» **WORK ORDER**:
Check every line of the entries below for the word "good". Then give the number of lines that have it, with nothing added.

» **INFORMATION SUPPLIED**:
........
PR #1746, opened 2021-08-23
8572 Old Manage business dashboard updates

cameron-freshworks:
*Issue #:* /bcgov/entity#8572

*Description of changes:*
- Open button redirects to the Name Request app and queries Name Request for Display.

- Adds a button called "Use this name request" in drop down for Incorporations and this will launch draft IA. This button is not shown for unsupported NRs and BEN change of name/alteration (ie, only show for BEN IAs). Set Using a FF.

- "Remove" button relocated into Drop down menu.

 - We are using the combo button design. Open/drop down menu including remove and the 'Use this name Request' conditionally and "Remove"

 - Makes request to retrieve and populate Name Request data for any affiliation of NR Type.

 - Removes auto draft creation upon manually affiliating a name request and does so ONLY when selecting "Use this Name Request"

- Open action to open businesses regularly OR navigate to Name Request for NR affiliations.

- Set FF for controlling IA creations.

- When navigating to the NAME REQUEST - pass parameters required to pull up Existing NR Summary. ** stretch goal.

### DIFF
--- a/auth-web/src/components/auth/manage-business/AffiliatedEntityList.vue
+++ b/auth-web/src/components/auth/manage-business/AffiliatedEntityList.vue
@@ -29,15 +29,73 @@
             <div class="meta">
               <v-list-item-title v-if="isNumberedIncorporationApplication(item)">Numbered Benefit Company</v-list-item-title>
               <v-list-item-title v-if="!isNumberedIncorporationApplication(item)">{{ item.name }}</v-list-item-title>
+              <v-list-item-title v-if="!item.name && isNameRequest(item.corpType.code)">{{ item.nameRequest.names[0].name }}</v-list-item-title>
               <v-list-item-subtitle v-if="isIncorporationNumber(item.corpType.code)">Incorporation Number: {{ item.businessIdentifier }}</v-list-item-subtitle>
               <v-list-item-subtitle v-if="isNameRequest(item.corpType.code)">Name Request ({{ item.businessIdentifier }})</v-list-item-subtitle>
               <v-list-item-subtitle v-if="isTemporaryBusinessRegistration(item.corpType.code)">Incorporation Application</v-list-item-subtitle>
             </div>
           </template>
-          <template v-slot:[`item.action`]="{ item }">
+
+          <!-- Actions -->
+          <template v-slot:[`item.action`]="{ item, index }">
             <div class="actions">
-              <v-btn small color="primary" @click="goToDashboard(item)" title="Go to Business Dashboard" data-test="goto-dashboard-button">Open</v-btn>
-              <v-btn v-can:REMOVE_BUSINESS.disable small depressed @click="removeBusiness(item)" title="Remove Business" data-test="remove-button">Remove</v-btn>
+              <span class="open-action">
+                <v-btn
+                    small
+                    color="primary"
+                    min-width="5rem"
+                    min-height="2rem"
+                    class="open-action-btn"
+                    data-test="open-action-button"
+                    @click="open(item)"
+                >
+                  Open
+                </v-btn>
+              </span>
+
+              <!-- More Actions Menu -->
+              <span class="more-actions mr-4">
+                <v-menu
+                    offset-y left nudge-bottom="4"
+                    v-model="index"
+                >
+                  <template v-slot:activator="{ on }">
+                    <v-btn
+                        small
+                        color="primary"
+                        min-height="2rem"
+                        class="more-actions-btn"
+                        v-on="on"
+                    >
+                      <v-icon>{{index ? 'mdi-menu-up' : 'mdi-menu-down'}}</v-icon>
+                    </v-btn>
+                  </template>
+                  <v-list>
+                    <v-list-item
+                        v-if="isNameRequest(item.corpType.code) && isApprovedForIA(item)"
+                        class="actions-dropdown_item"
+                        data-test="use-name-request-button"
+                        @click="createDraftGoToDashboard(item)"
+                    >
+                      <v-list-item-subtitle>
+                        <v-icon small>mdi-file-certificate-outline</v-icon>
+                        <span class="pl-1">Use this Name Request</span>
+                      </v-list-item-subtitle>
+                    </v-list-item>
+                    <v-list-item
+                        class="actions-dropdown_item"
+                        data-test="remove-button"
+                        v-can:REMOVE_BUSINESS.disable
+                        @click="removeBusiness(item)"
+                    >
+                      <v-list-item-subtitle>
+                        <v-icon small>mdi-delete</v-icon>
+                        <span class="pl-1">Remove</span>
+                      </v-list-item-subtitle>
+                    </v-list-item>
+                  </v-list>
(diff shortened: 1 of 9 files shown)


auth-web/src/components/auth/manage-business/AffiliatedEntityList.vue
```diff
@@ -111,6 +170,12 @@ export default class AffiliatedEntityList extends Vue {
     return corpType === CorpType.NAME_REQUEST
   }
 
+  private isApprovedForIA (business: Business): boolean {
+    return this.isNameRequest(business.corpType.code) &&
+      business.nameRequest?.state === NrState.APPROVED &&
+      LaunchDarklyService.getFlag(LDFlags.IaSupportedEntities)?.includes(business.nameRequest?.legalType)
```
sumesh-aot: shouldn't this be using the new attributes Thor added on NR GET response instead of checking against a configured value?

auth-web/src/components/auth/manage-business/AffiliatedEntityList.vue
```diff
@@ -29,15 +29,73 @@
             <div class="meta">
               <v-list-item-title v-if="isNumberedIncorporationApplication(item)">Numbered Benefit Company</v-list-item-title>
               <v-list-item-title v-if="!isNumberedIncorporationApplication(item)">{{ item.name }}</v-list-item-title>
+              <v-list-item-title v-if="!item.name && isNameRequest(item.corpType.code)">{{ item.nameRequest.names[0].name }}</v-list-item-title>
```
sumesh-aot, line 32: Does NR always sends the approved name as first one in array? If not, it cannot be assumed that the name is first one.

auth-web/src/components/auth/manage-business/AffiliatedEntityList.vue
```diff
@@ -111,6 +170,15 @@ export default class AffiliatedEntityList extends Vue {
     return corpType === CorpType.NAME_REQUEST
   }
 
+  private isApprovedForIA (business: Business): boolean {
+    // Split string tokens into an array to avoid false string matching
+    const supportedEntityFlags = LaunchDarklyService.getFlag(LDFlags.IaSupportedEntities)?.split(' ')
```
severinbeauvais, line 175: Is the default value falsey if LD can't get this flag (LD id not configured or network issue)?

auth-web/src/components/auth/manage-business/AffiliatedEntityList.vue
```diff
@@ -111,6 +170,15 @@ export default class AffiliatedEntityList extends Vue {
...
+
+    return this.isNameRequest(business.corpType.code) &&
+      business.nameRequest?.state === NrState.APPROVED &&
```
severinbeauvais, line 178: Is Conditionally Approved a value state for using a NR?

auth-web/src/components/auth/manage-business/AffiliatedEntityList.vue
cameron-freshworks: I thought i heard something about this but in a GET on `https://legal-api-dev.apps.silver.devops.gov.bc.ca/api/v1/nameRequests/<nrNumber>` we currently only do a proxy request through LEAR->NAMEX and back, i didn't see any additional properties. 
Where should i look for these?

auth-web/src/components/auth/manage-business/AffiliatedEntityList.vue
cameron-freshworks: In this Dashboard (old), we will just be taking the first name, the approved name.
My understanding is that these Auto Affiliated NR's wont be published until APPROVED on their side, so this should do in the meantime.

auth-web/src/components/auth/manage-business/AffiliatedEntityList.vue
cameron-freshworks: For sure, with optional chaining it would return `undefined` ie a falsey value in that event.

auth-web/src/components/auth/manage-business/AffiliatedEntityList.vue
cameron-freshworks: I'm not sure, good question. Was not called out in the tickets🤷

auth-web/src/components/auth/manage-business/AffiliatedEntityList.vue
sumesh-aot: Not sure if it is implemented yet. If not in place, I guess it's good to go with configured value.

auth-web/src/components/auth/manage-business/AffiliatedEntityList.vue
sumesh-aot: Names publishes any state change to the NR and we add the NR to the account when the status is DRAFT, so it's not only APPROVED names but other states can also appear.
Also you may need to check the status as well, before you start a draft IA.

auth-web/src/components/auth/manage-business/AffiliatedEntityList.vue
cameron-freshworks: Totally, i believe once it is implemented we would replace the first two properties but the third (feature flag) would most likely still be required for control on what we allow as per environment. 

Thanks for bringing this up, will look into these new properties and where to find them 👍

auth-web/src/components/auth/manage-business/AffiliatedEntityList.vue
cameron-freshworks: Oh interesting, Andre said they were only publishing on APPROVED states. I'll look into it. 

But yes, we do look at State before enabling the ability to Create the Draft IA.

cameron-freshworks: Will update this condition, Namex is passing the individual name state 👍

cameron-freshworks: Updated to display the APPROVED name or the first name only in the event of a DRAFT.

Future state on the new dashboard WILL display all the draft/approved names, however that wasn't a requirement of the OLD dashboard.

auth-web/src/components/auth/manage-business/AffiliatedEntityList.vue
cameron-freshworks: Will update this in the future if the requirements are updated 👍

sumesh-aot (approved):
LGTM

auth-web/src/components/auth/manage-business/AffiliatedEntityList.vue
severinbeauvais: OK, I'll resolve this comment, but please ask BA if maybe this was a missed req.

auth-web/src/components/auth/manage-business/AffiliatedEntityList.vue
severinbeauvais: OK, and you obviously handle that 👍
........
» **OUTPUT OF THE TASK**:
2